I had no money, confidence or experience with girls at the time & wasn't exactly much to look at, but I still am pretty sure(this was 25 years ago) I once said something like "nice necklace" to her, she said "thanks" and that was it, although she might have become even more businesslike to me than she already was.

Or maybe one of the old battle-axes in that office told her I was staring at her ass while she was getting something out of the file cabinet, and that's what made her more distant!

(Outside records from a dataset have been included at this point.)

PR #2424, opened 2025-04-01
feat: initial feature-flagged, new autocompleter MONGOSH-2036

lerouxb:
I filed a few TODOs as follow-up tickets.

```
~/mongo/mongosh % USE_NEW_AUTOCOMPLETE=true npm run start -- 'your connection string here'
```


packages/shell-api/src/collection.ts
```diff
@@ -2497,6 +2498,29 @@ export default class Collection extends ShellApiWithMongoClass {
       definition
     );
   }
+
+  async _getSampleDocs(): Promise<Document[]> {
+    this._cachedSampleDocs = await (await this.aggregate([])).toArray();
```
lerouxb, line 2503: yes I have to actually set a limit :P

packages/e2e-tests/test/e2e-snippet.spec.ts
```diff
@@ -72,6 +72,7 @@ describe('snippet integration tests', function () {
     shell.assertNoErrors();
   });
 
+  // TODO: port to the new autocomplete
```
lerouxb, line 75: I'll either do this in this PR or I'll file a follow-up ticket

packages/browser-runtime-core/src/open-context-runtime.ts
```diff
@@ -29,6 +29,7 @@ export interface InterpreterEnvironment {
  */
 export class OpenContextRuntime implements Runtime {
   private interpreterEnvironment: InterpreterEnvironment;
+  // TODO: we have to also port this to the new autocomplete
```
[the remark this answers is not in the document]
lerouxb: (I might even do it in this PR)

packages/cli-repl/src/mongosh-repl.spec.ts
```diff
@@ -352,6 +363,14 @@ describe('MongoshNodeRepl', function () {
     };
     const tabtab = async () => {
       await tab();
+      if (process.env.USE_NEW_AUTOCOMPLETE) {
+        // TODO: This is because autocomplete() is async and will either list
```
lerouxb, line 367: Less of a TODO than a NOTE.

packages/cli-repl/src/mongosh-repl.ts
```diff
@@ -131,6 +133,53 @@ type Mutable<T> = {
...
+     still autocomplete global variables and functions if you type part of the
+     name.
+  2. Don't filter out exact matches (where filter === name) so that we match the
+     behaviour of the node completer.
+  3. Make sure the name starts with the trigger, otherwise it will return every
+     possible property/name that's available at that level. ie. all the "peer"
+     properties of the things that match.
+  */
+  //console.log(name, kind);
+  // TODO: This can be improved further if we first see if there are any
```
lerouxb, line 161: Filed a ticket to just improve the filtering: https://jira.mongodb.org/browse/MONGOSH-2207

packages/cli-repl/src/mongosh-repl.spec.ts
addaleax: Yeah, I feel like setting a fixed timeout of 210 is either almost guaranteed flakiness or something that at least looks like it would be flaky ... can we somehow wait for the right event (e.g. some autocompletion data fteched event) at this point?

packages/shell-api/src/shell-instance-state.ts
```diff
@@ -135,6 +140,14 @@ export interface ShellPlugin {
 // eslint-disable-next-line no-control-regex
 const CONTROL_CHAR_REGEXP = /[\x00-\x1F\x7F-\x9F]/g;
 
+function connectionIdFromURI(uri: string): string {
+  // turn the uri into something we can safely use as part of a "filename"
+  // inside autocomplete
+  const hash = crypto.createHash('sha256');
+  hash.update(uri);
+  return hash.digest('hex');
+}
```
addaleax, line 149: This feels like it miiiight be worth caching on the `Mongo` instance, not sure if that would be premature optimization but while hashing is cheap, it might not be do-a-few-times-per-autocomplete cheap?

packages/shell-api/src/shell-instance-state.ts
```diff
@@ -402,6 +415,80 @@ export default class ShellInstanceState {
...
+      }
+    }
+    throw new Error(`mongo with connection id ${connectionId} not found`);
+  }
+
+  public getAutocompletionContext(): AutocompletionContext {
+    return {
+      currentDatabaseAndConnection: () => {
+        return {
+          connectionId: connectionIdFromURI(this.currentDb.getMongo().getURI()),
```
addaleax, line 431: Is this intended to be the ID that the autocompleter passes to things like `connectionId`? Would it be simpler to just assign an increasing counter id to each `Mongo` instance?

packages/cli-repl/src/mongosh-repl.spec.ts
lerouxb: I updated the existing autocomplete event and added a new helper around that so we can wait until the event fires with results.

packages/cli-repl/src/mongosh-repl.ts
```diff
@@ -423,17 +436,96 @@ class MongoshNodeRepl implements EvaluationListener {
...
+        connectionId: string
+      ): Promise<string[]> => {
+        const mongo = instanceState.getMongoByConnectionId(connectionId);
+        try {
+          const dbNames = await mongo._getDatabaseNamesForCompletion();
+          return dbNames.filter(
+            (name: string) => !CONTROL_CHAR_REGEXP.test(name)
+          );
+        } catch (err: any) {
+          // TODO: move this code to a method in the shell instance so we don't
```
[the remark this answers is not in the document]
addaleax: (Except probably for the `analyzeDocuments()` call, which should maybe live inside the autocompleter?)

packages/shell-api/src/collection.ts
```diff
@@ -2528,6 +2528,31 @@ export class Collection<
       definition
     );
   }
+
+  async _getSampleDocs(): Promise<Document[]> {
+    this._cachedSampleDocs = await (
+      await this.aggregate([{ $sample: { size: 10 } }])
```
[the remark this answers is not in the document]
lerouxb: Yeah sorry I meant to leave myself some TODO there to check up on the latest "best practise" from compass' schema tab then forgot about it. I definitely mean to still do that.

packages/cli-repl/src/mongosh-repl.ts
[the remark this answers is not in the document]
lerouxb: (We can obviously still extract this code that takes a sample and turns it into a schema elsewhere.)

packages/shell-api/src/collection.ts
```diff
@@ -2389,7 +2389,7 @@ export class Collection<
   ): Promise<RunCommandCursor> {
     this._emitCollectionApiCall('checkMetadataConsistency', { options });
 
-    return this._database._runCursorCommand({
+    return await this._database._runCursorCommand({
```
lerouxb, line 2392: drive-by to silence eslint

PR #2425, opened 2025-04-01
feat(service-provider-core): support new BSON vector types in mongosh MONGOSH-1873

gagik:
Add friendlier support for displaying BSON binary vector types in mongosh by displaying them as reproducable Binary constructor calls. 
Screenshot 2025-04-03 at 1 19 53 AM

### DIFF
--- a/packages/service-provider-core/src/printable-bson.spec.ts
+++ b/packages/service-provider-core/src/printable-bson.spec.ts
@@ -95,6 +95,34 @@ describe('BSON printers', function () {
     ).to.equal("MD5('0123456789abcdef0123456789abcdef')");
   });
 
+  describe('with Vector types', function () {
+    it('formats Int8Array correctly', function () {
+      expect(
+        inspect(bson.Binary.fromInt8Array(new Int8Array([1, 2, 3])))
+      ).to.equal('Binary.fromInt8Array(new Int8Array([ 1, 2, 3 ]))');
+    });
+
+    it('formats PackedBits correctly', function () {
+      expect(
+        inspect(bson.Binary.fromPackedBits(new Uint8Array([1, 2, 3])))
+      ).to.equal('Binary.fromPackedBits(new Uint8Array([ 1, 2, 3 ]))');
+    });
+
+    it('formats Float32Array correctly', function () {
+      expect(
+        inspect(
+          bson.Binary.fromFloat32Array(
+            new Float32Array([1.1111, 2.2222, 3.3333])
+          ),
+          { compact: true }
+        )
+      ).matches(
+        // Precision is lost because of float handling, so we use regex to match
+        /Binary.fromFloat32Array\(new Float32Array\(\[ 1\.1\d*, 2\.2\d*, 3\.3\d* \]\)\)/
+      );
+    });
+  });
+
   it('formats any other value with the new format using createfromBase64', function () {
     expect(
       inspect(bson.Binary.createFromBase64('SGVsbG8sIFdvcmxkIQo='))
--- a/packages/service-provider-core/src/printable-bson.ts
+++ b/packages/service-provider-core/src/printable-bson.ts
@@ -1,4 +1,5 @@
 import { bson as BSON } from './bson-export';
+import { inspect as utilInspect } from 'util';
 const inspectCustom = Symbol.for('nodejs.util.inspect.custom');
 type BSONClassKey = (typeof BSON)[Exclude<
   keyof typeof BSON,
@@ -19,7 +20,7 @@ function makeClasslessInspect<K extends BSONClassKey>(className: K) {
     this: (typeof BSON)[typeof className]['prototype'],
     ...args: any
   ) {
-    return removeNewFromInspectResult(originalInspect.apply(this, args as any));
+    return removeNewFromInspectResult(originalInspect.apply(this, args));
   };
 }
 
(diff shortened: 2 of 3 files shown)


packages/service-provider-core/src/printable-bson.ts
```diff
@@ -43,10 +44,38 @@ export const bsonStringifiers: Record<
...
+              ...args
+            )})`;
+          case BSON.Binary.VECTOR_TYPE.Float32:
+            return `Float32(${utilInspect(
+              Array.from(this.toFloat32Array()),
+              // eslint-disable-next-line @typescript-eslint/no-unsafe-argument
+              ...args
+            )})`;
+          case BSON.Binary.VECTOR_TYPE.PackedBit:
+            return `PackedBit(${utilInspect(
```
gagik, line 67: Not too familiar with the usecase of PackedBit so not sure what representation bits best here.

packages/service-provider-core/src/printable-bson.ts
```diff
@@ -43,10 +44,38 @@ export const bsonStringifiers: Record<
...
+        switch (this.buffer[0]) {
+          case BSON.Binary.VECTOR_TYPE.Int8:
+            return `Int8(${utilInspect(
+              Array.from(this.toInt8Array()),
+              // eslint-disable-next-line @typescript-eslint/no-unsafe-argument
+              ...args
+            )})`;
+          case BSON.Binary.VECTOR_TYPE.Float32:
+            return `Float32(${utilInspect(
+              Array.from(this.toFloat32Array()),
```
gagik, line 62: not sure if this is a problematically heavy operation here, `utilInspect`-ing directly causes it to display like a `{'0': 1... }` so not really what we want.

addaleax: This is what I get without the `Array.from()` bit:

```js
test> db.bsonvec.findOne()
{
  _id: ObjectId('67ed08d64a05814b92a9ff62'),
  x: Float32(Float32Array(1) [ 1.539989614439558e-36 ])
}
```

packages/service-provider-core/src/printable-bson.ts
```diff
@@ -43,10 +44,38 @@ export const bsonStringifiers: Record<
...
+              ...args
+            )})`;
+          case BSON.Binary.VECTOR_TYPE.PackedBit:
+            return `PackedBit(${utilInspect(
+              hexString,
+              // eslint-disable-next-line @typescript-eslint/no-unsafe-argument
+              ...args
+            )})`;
+          default:
+            return `Vector(${utilInspect(
```
addaleax, line 73: In general, the representation we go for in our inspect function is one that allows re-creating the object by pasting the output back into input, unless we have a reason not to do that here, let's keep that intact

packages/service-provider-core/src/printable-bson.ts
gagik: Ah, I was testing in it in a playground which was using the DOM implementation for util... that makes more sense

packages/service-provider-core/src/printable-bson.ts
```diff
@@ -7,26 +9,73 @@ type BSONClassKey = (typeof BSON)[Exclude<
...
+          maxArrayLength: utilInspect.defaultOptions.maxArrayLength,
+        })
+      )})`;
+    case BSON.Binary.VECTOR_TYPE.Float32:
+      return `Binary.fromFloat32Array(new Float32Array(${removeTypedArrayPrefixFromInspectResult(
+        utilInspect(this.toFloat32Array(), {
+          depth,
+          ...options,
+          // These arrays can be very large, so would prefer to use the default options instead.
+          maxArrayLength: utilInspect.defaultOptions.maxArrayLength,
```
gagik, line 59: not sure if we want this, could remove. it just seems possible that these arrays can be very large I'd imagine so the `{maxArrayLength: Infinity}` that we're getting from https://github.com/mongodb-js/mongosh/blob/d93774d30aa5d64d5cdf52e58915a0fc1e2a031f/packages/cli-repl/src/format-output.ts#L68 can be problematic

packages/service-provider-core/src/printable-bson.spec.ts
```diff
@@ -95,6 +95,34 @@ describe('BSON printers', function () {
...
+      expect(
+        inspect(
+          bson.Binary.fromFloat32Array(
+            new Float32Array([1.1111, 2.2222, 3.3333])
+          ),
+          { compact: true }
+        )
+      ).matches(
+        // Precision is lost because of float handling, so we use regex to match
+        /Binary.fromFloat32Array\(new Float32Array\(\[ 1\.1\d*, 2\.2\d*, 3\.3\d* \]\)\)/
```
gagik, line 121: not sure if we're meant to be dealing with float precision weirdness in JS in this case. can definitely see how it'd be weird to see imprecise floats while trying to inspect data. we could do something like https://github.com/mongodb-js/compass/pull/6834/files#diff-3d4b298fbb2cfe42467edc59277483eb9bcfdc46b07ea658ab3dc4f66903da88R174

packages/service-provider-core/src/printable-bson.ts
```diff
@@ -64,7 +116,7 @@ export const bsonStringifiers: Record<
       default:
         return binaryInspect.apply(this, args);
     }
-  },
+  } satisfies CustomInspectFunction,
```
addaleax, line 119: 💙

addaleax (approved):
This looks great! 🚀

PR #2427, opened 2025-04-04
chore(tests): add tests for substrings, suffixes, prefixes with field level encryption COMPASS-8816

gagik:
It has previously been not possible to use $lookup stage of a pipeline with automatic encryption attached to it. This adds a test to verify it is possible along with another dependency bump.


packages/service-provider-node-driver/package.json
```diff
@@ -59,7 +59,7 @@
   },
   "optionalDependencies": {
     "kerberos": "2.1.0",
-    "mongodb-client-encryption": "^6.1.1"
+    "mongodb-client-encryption": "^6.3.0"
```
gagik, line 62: Seems like `mongodb-client-encryption` was previously bumped but this package was left at the old version; was this intentional?

addaleax:
Just quoting myself from the ticket:

> We will still want to add at least a mongosh e2e test on top of those, and we'll need to bump the crypt_shared library to 8.1 in both Compass and mongosh (for arm64/x64).

This should probably be an e2e test since we don't have the infrastructure for integration tests with the crypt_shared library in place in the shell-api package, and all similar tests are also e2e tests.

And, well, we need the 8.1 crypt_shared library, and that's not released yet.

packages/service-provider-node-driver/package.json
addaleax: No, I think that's just an oversight (or maybe a bad merge conflict resolve?) 👍

.evergreen/constants.js
```diff
@@ -37,8 +37,8 @@ exports.MONGODB_VERSIONS = [
   { shortName: '70xe', versionSpec: '7.0.x-enterprise' },
   { shortName: '80xc', versionSpec: '8.0.x' },
   { shortName: '80xe', versionSpec: '8.0.x-enterprise' },
-  { shortName: '82rc', versionSpec: '8.2.0-rc4' },
-  { shortName: '82rce', versionSpec: '8.2.0-rc4-enterprise' },
+  { shortName: '82rc', versionSpec: '8.2.0' },
```
gagik: I guess we should remove the `rc` suffix I added too from shortname 
(in hindsight, this choice ends up messing with task history which in some way makes sense i.e. rc vs non-rc but for our purposes should probably have followed the typical naming scheme from getgo)

packages/e2e-tests/test/e2e-fle.spec.ts
```diff
@@ -914,6 +913,311 @@ describe('FLE tests', function () {
...
+          textOptions: { caseSensitive: false, diacriticSensitive: false, ...details }
+        });
+        substringOpts = explicitOpts({ substring: { ...substringOptions, strMaxLength: 60 } });
+        prefixSuffixOpts = explicitOpts({ prefix: substringOptions, suffix: substringOptions });
+        methods = {
+          substring: { queryType: 'substringPreview', keyId: keyId1, options: substringOpts },
+          prefix: { queryType: 'prefixPreview', keyId: keyId2, options: prefixSuffixOpts },
+          suffix: { queryType: 'suffixPreview', keyId: keyId2, options: prefixSuffixOpts }
+        }
+        explicitEncrypt = (method, data) => {
```
gagik, line 1107: nice idea with defining the methods, opts variables. a function for explicit, make it much cleaner to follow. I think untangling the different formats was the biggest problem for me.

packages/shell-api/src/field-level-encryption.spec.ts
```diff
@@ -962,7 +962,7 @@ srDVjIT3LsvTqw==`,
               return;
             }
             expect.fail('missed exception');
-            break;
+          // eslint-disable-next-line no-fallthrough
```
gagik: might be coming from a merge conflict or my own changes but is this an intentional choice? `.fail` will essentially throw so no use in the break but break seems preferable to a eslint override

testing/integration-testing-hooks.ts
```diff
@@ -259,6 +259,7 @@ export function startTestCluster(id: string, ...argLists: Partial<MongoClusterOp
 }
 
 function skipIfVersion(test: any, testServerVersion: string, semverCondition: string): void {
+  //console.log({testServerVersion, semverCondition});
```
gagik:
```suggestion
```

packages/shell-api/src/field-level-encryption.spec.ts
addaleax: Yeah, this is a leftover from the original contents of the PR – removed!

.evergreen/constants.js
addaleax: Yup, done!

gagik:
Looks good, the check failure is confusing, going to try to run it again 🤷

PR #2430, opened 2025-04-07
chore(ci): include purls in the node-runtime-worker-thread package MONGOSH-1856

gagik:


.evergreen/compile-artifact.sh
```diff
@@ -96,10 +96,10 @@ if uname -a | grep -q 'Linux.*x86_64'; then
...
-
-cat dist/.purls.txt
-
 npm run create-dependency-sbom-lists
+
+ls -lhA .sbom
+for dir in .sbom/*/; do
+  cp ${dir}purls.txt dist/${dir}purls.txt
+  cat dist/${dir}purls.txt
+done
```
addaleax, line 105: How does this work when publishing packages through GHA?

The ticket was created before that was a thing, but now I think we'll need to account for that – maybe it could be encapsulated so that it only really affects the compile step of the node-runtime-worker-thread package? That would mean missing out on Silk/Kondukto integration for it, but I think that's okay given that it's not a standalone supported product

gagik: Good point; will look into potentially moving this to the build step instead

packages/node-runtime-worker-thread/package.json
```diff
@@ -29,9 +29,11 @@
     "webpack-build": "npm run compile && webpack --mode production",
     "webpack-build-dev": "npm run compile && webpack --mode development",
     "compile": "tsc -p tsconfig.json",
-    "prepublish": "npm run webpack-build",
+    "prepublish": "npm run webpack-build && npm run create-purls-file",
```
gagik, line 32: @addaleax I simplified the whole setup to minimize changes and just going to append the purls file into `dist/purls.txt` of the package since that seems to be all we need. I assume we don't need to append `.mongosh_crypt_...` as I don't see the files for it there.

addaleax: > I assume we don't need to append `.mongosh_crypt_...` as I don't see the files for it there.

Right, we only include the crypt_shared library in the distributed Compass and mongosh packages but not the individual npm packages in the monorepo 👍

addaleax (approved):

PR #2432, opened 2025-04-08
chore(ci): skip chromium download for most tasks

gagik:
Out of experiencing the pain of seeing what seemed to be potentially a 10 minute download and install of puppeteer each time during release, I became curious whether we're actually skipping things correctly. 

`PUPPETEER_SKIP_DOWNLOAD` only applies at a post-install script but in many places we set it after all dependencies have already been installed. This sets it at the install stage instead. Not sure whatever the issues were with https://github.com/mongodb-js/mongosh/pull/2311/ would come up here, seems all good so far.

Not super scientific but this leads to quicker execution on hosts which tend to not have the Chromium in their cache like RHEL:

### Before
billede

### After
billede

### DIFF
--- a/.evergreen.yml
+++ b/.evergreen.yml
@@ -121,6 +121,7 @@ functions:
           NODE_JS_VERSION: ${node_js_version}
           DISTRO_ID: ${distro_id}
           MONOGDB_DRIVER_VERSION_OVERRIDE: ${mongodb_driver_version_override}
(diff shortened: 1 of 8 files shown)


nirinchev (approved):
That 30+ minute speedup on RHEL 😱

addaleax (approved):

I used to imagine her wearing nothing but that necklace & coming towards me while I was tied to her bed....or her tied to her bed wearing nothing but the necklace! Maybe her boyfriend was a ler who 'ordered' her to wear it to work on tickle-nights so she could anticipate it throughout the day. Or maybe she just bought in vacation because she liked feathers.

Stephanie's story is hilarious. While I was reading it I was pretty sure she either didn't know it was even there, or didn't know what it was. Good call by him staying quiet, although i don't know if I could've.

That would be an interesting prank, placing stickers like that in people's offices.... We need someone to design tickling stickers, pronto!
 
bugman said:
I have no idea where she lives,and there is not a phone # under her name.She might be living with a guy for all i know.And the company would not give out information on her address for obvious reasons.It's just one of those things...


Maybe you'll bump into her one day mate . . . if you do you can always bring up the subject of the feathers and say you were always curious as to why she had so many around her in the work place - see what she says? Could lead onto the subject of her being one of us . . . ? Ya never know!
 
I would probably ask other people that knew her, but only at a casual moment, such as a lull in an existing conversation. "Say, you remember 'Ann,' don't you? Any idea what was up with all those feathers? I really used to wonder about that."